TASK BRIEF ▸
From the listing that follows, extract every line and set it down unaltered.

THE DATA ▸
PR #3090, opened 2026-09-01
[2/2] CC-605: Add guided review and export in CityCatalyst

piotrnowakowski:
## Problem

The CityCatalyst web app needs to expose Climate Advisor's chapter validation as a clear review-before-export workflow without keeping the entire implementation in a few oversized workspace components.

## What this layer changes

- Adds the CityCatalyst proxy route and RTK Query contract for per-chapter validation.
- Adds the guided **Review & export** flow for missing information, conflicts and logic, export decisions, export-anyway confirmation, and DOCX/PDF selection.
- Splits the workspace into focused document, setup, navigation, review, summary, state, and data/focus hooks so `export-dialog.tsx`, `draft-tab.tsx`, and the workspace root stay smaller.
- Preserves uploaded-source metadata after refresh/resume and supports the configured larger PDF proxy limit.
- Reduces polling pressure, stops terminal upload polling, and retains the last valid run through transient refresh failures.
- Consolidates missing-information prompts and validation blockers into one count and one fix path while keeping warnings separate.
- Updates dashboard status helpers, API contracts, tests, and the end-to-end architecture document.

## Dependency and review order

This is the CityCatalyst layer and depends on the Climate Advisor validation API in #3081. Review and merge #3081 first, then this PR.

## Validation

- 63 focused Jest tests passed across 9 suites.
- TypeScript `tsc --noEmit` passed.
- ESLint passed for every changed TypeScript/TSX file.
- The stack preservation check confirms the combined top reproduces all 82 paths from the original PR exactly.

## Stack

1. #3081 - Climate Advisor chapter validation
2. **#3090 - CityCatalyst guided review and export** (this PR)


app/src/components/ConceptNoteDashboard/run-card.tsx
```diff
@@ -52,10 +51,11 @@ export function RunCard({
   resumeHref,
   run,
   scopeLabel,
-  statusLabel,
-  statusTone,
   t,
 }: RunCardProps) {
+  const { currentData: draft } = api.useGetConceptNoteDraftQuery(run.run_id);
```
cephaschapa: Each run card always calls `useGetConceptNoteDraftQuery(run.run_id)`, so the dashboard fetches every full draft (all chapter bodies) and CityCatalyst issues a Climate Advisor user token per card. Review badges only apply when `draft.status === "complete"`, so skip the query unless the run can actually be reviewed, or return a lightweight review summary on the run list instead.

app/src/services/api.ts
```diff
@@ -2529,20 +2532,32 @@ export const api = createApi({
...
         invalidatesTags: (_result, _error, runId) => [
           { type: "ConceptNoteDraft", id: runId },
         ],
       }),
+      validateConceptNoteChapter: builder.mutation<
+        ConceptNoteChapterValidationResponse,
+        ValidateConceptNoteChapterRequest
+      >({
+        query: ({ chapterId, runId }) => ({
+          url: `concept-notes/${runId}/chapters/${chapterId}/validation/`,
```
cephaschapa, line 2554: `validateConceptNoteChapter` invalidates `ConceptNoteDraft` after every chapter POST. Guided review runs up to 3 validations in parallel, so a 10-chapter review refetches the full draft ~10 times on top of the workspace's 15s draft polling. `onReviewComplete` already refetches; drop per-chapter invalidation (or invalidate once after the batch) so review does not stampede Climate Advisor.

app/src/components/ConceptNoteDashboard/index.tsx
```diff
@@ -460,16 +471,31 @@ export function ConceptNoteDashboard({
...
+          draftError={exportDraftFailed && exportDraft === undefined}
+          hasApplicationTemplate={Boolean(exportApplicationContext?.template)}
           hasUploadedEvidence={
             exportBundle?.availableContext.uploadedDocuments ?? false
           }
           lng={lng}
           noteName={exportRun.name}
           open
+          runId={exportRun.run_id}
+          onAddInformation={() => {
```
cephaschapa: Dashboard `onAddInformation` ignores `chapterId` / `findingKey` and only `router.push`es the resume URL. Workspace already focuses a chapter/finding from those args, so Export from a run card drops the guided "one fix path". Pass the ids as resume query params (or equivalent) and read them in the workspace the same way `onAddInformation` already works there.

cephaschapa (approved):
Great work, thanks 👍👍👍

app/src/components/ConceptNoteDashboard/run-card.tsx
piotrnowakowski: Addressed. Run cards now use the lightweight `progress_summary.draft_document.status` signal and skip `useGetConceptNoteDraftQuery` unless the draft is complete and the run is non-terminal. This avoids unnecessary full-draft and CA token requests while preserving review badges for eligible runs.

app/src/services/api.ts
piotrnowakowski: Addressed. I removed `ConceptNoteDraft` invalidation from each chapter-validation mutation. Guided review now relies on the existing single `onReviewComplete` refetch after the parallel batch finishes. I also added coverage confirming the batch triggers one completion refresh.

app/src/components/ConceptNoteDashboard/index.tsx
piotrnowakowski: Addressed. Dashboard `onAddInformation` now carries `chapterId` and `findingKey` as encoded resume query parameters. The workspace page reads them and initializes the draft focus, so the user lands on the exact chapter and finding. Navigation encoding is covered by tests.

PR #3103, opened 2026-09-02
fix(CC-657): update csv-download e2e test for checkbox download modal

tatimoreira:
## Summary
- The GHGI download modal was redesigned to use checkbox format selection with a single confirm button (`redesign(CC-657): rework GHGI download modal with checkbox format selection`), but `e2e/csv-download.spec.ts` still targeted the removed per-format buttons (`download-csv-button`, `download-ecrf-button`), causing CI to fail: https://github.com/Open-Earth-Foundation/CityCatalyst/actions/runs/33532927691/job/99940231632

RESPONSE AREA ▸
PR #3090, opened 2026-09-01
[2/2] CC-605: Add guided review and export in CityCatalyst

piotrnowakowski:
## Problem

The CityCatalyst web app needs to expose Climate Advisor's chapter validation as a clear review-before-export workflow without keeping the entire implementation in a few oversized workspace components.

## What this layer changes

- Adds the CityCatalyst proxy route and RTK Query contract for per-chapter validation.
- Adds the guided **Review & export** flow for missing information, conflicts and logic, export decisions, export-anyway confirmation, and DOCX/PDF selection.
- Splits the workspace into focused document, setup, navigation, review, summary, state, and data/focus hooks so `export-dialog.tsx`, `draft-tab.tsx`, and the workspace root stay smaller.
- Preserves uploaded-source metadata after refresh/resume and supports the configured larger PDF proxy limit.
- Reduces polling pressure, stops terminal upload polling, and retains the last valid run through transient refresh failures.
- Consolidates missing-information prompts and validation blockers into one count and one fix path while keeping warnings separate.
- Updates dashboard status helpers, API contracts, tests, and the end-to-end architecture document.

## Dependency and review order

This is the CityCatalyst layer and depends on the Climate Advisor validation API in #3081. Review and merge #3081 first, then this PR.

## Validation

- 63 focused Jest tests passed across 9 suites.
- TypeScript `tsc --noEmit` passed.
- ESLint passed for every changed TypeScript/TSX file.
- The stack preservation check confirms the combined top reproduces all 82 paths from the original PR exactly.

## Stack

1. #3081 - Climate Advisor chapter validation
2. **#3090 - CityCatalyst guided review and export** (this PR)


app/src/components/ConceptNoteDashboard/run-card.tsx
```diff
@@ -52,10 +51,11 @@ export function RunCard({
   resumeHref,
   run,
   scopeLabel,
-  statusLabel,
-  statusTone,
   t,
 }: RunCardProps) {
+  const { currentData: draft } = api.useGetConceptNoteDraftQuery(run.run_id);
```
cephaschapa: Each run card always calls `useGetConceptNoteDraftQuery(run.run_id)`, so the dashboard fetches every full draft (all chapter bodies) and CityCatalyst issues a Climate Advisor user token per card. Review badges only apply when `draft.status === "complete"`, so skip the query unless the run can actually be reviewed, or return a lightweight review summary on the run list instead.

app/src/services/api.ts
```diff
@@ -2529,20 +2532,32 @@ export const api = createApi({
...
         invalidatesTags: (_result, _error, runId) => [
           { type: "ConceptNoteDraft", id: runId },
         ],
       }),
+      validateConceptNoteChapter: builder.mutation<
+        ConceptNoteChapterValidationResponse,
+        ValidateConceptNoteChapterRequest
+      >({
+        query: ({ chapterId, runId }) => ({
+          url: `concept-notes/${runId}/chapters/${chapterId}/validation/`,
```
cephaschapa, line 2554: `validateConceptNoteChapter` invalidates `ConceptNoteDraft` after every chapter POST. Guided review runs up to 3 validations in parallel, so a 10-chapter review refetches the full draft ~10 times on top of the workspace's 15s draft polling. `onReviewComplete` already refetches; drop per-chapter invalidation (or invalidate once after the batch) so review does not stampede Climate Advisor.

app/src/components/ConceptNoteDashboard/index.tsx
```diff
@@ -460,16 +471,31 @@ export function ConceptNoteDashboard({
...
+          draftError={exportDraftFailed && exportDraft === undefined}
+          hasApplicationTemplate={Boolean(exportApplicationContext?.template)}
           hasUploadedEvidence={
             exportBundle?.availableContext.uploadedDocuments ?? false
           }
           lng={lng}
           noteName={exportRun.name}
           open
+          runId={exportRun.run_id}
+          onAddInformation={() => {
```
cephaschapa: Dashboard `onAddInformation` ignores `chapterId` / `findingKey` and only `router.push`es the resume URL. Workspace already focuses a chapter/finding from those args, so Export from a run card drops the guided "one fix path". Pass the ids as resume query params (or equivalent) and read them in the workspace the same way `onAddInformation` already works there.

cephaschapa (approved):
Great work, thanks 👍👍👍

app/src/components/ConceptNoteDashboard/run-card.tsx
piotrnowakowski: Addressed. Run cards now use the lightweight `progress_summary.draft_document.status` signal and skip `useGetConceptNoteDraftQuery` unless the draft is complete and the run is non-terminal. This avoids unnecessary full-draft and CA token requests while preserving review badges for eligible runs.

app/src/services/api.ts
piotrnowakowski: Addressed. I removed `ConceptNoteDraft` invalidation from each chapter-validation mutation. Guided review now relies on the existing single `onReviewComplete` refetch after the parallel batch finishes. I also added coverage confirming the batch triggers one completion refresh.

app/src/components/ConceptNoteDashboard/index.tsx
piotrnowakowski: Addressed. Dashboard `onAddInformation` now carries `chapterId` and `findingKey` as encoded resume query parameters. The workspace page reads them and initializes the draft focus, so the user lands on the exact chapter and finding. Navigation encoding is covered by tests.

PR #3103, opened 2026-09-02
fix(CC-657): update csv-download e2e test for checkbox download modal

tatimoreira:
## Summary
- The GHGI download modal was redesigned to use checkbox format selection with a single confirm button (`redesign(CC-657): rework GHGI download modal with checkbox format selection`), but `e2e/csv-download.spec.ts` still targeted the removed per-format buttons (`download-csv-button`, `download-ecrf-button`), causing CI to fail: https://github.com/Open-Earth-Foundation/CityCatalyst/actions/runs/33532927691/job/99940231632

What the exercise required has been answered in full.